### Action item
Select all lines in the records that include "then".

### Extracted data
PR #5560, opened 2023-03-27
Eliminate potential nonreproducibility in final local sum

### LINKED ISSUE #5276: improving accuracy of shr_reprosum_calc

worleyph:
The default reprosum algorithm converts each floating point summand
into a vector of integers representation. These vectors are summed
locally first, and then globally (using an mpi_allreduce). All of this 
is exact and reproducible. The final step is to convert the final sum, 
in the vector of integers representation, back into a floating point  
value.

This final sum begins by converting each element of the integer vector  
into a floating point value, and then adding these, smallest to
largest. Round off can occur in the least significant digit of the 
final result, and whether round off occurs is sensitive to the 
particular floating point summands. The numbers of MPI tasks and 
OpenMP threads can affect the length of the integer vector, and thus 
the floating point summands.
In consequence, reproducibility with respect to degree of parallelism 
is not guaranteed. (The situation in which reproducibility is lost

--

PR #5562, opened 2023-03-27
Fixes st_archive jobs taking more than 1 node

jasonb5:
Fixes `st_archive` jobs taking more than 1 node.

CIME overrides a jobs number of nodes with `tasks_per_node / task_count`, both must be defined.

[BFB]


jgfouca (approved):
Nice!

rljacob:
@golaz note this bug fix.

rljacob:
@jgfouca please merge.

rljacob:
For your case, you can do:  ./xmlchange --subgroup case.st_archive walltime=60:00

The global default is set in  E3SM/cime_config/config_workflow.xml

### Solved problem
locally first, and then globally (using an mpi_allreduce). All of this 
into a floating point value, and then adding these, smallest to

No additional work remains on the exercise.